— ACTION ITEM —
For the listing below, show each line that includes the string "nuxt".

==================================================

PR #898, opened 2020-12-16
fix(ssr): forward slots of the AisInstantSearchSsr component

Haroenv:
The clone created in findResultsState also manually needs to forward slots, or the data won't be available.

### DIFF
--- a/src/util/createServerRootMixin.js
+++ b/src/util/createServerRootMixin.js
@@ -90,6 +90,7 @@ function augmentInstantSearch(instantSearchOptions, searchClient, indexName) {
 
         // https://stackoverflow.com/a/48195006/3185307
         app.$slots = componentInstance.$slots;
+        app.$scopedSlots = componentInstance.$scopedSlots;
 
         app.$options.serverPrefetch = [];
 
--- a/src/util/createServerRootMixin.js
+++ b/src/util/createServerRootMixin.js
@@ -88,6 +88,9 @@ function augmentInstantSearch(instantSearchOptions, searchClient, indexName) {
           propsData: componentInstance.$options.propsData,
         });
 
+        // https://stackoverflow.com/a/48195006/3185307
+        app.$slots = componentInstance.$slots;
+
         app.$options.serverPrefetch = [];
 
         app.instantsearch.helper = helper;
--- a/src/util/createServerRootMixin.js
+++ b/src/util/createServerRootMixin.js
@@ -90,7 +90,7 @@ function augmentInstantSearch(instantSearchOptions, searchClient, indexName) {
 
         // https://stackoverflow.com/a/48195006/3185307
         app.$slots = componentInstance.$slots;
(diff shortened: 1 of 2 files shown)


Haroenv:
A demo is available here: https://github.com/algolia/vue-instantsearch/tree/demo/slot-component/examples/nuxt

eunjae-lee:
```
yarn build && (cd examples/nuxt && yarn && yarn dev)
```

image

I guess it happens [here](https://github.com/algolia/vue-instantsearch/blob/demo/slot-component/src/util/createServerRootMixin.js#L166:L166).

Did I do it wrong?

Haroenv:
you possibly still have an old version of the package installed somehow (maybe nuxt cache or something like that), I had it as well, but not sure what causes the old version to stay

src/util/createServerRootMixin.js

==================================================

— FINISHED TASK —
A demo is available here: https://github.com/algolia/vue-instantsearch/tree/demo/slot-component/examples/nuxt
yarn build && (cd examples/nuxt && yarn && yarn dev)
you possibly still have an old version of the package installed somehow (maybe nuxt cache or something like that), I had it as well, but not sure what causes the old version to stay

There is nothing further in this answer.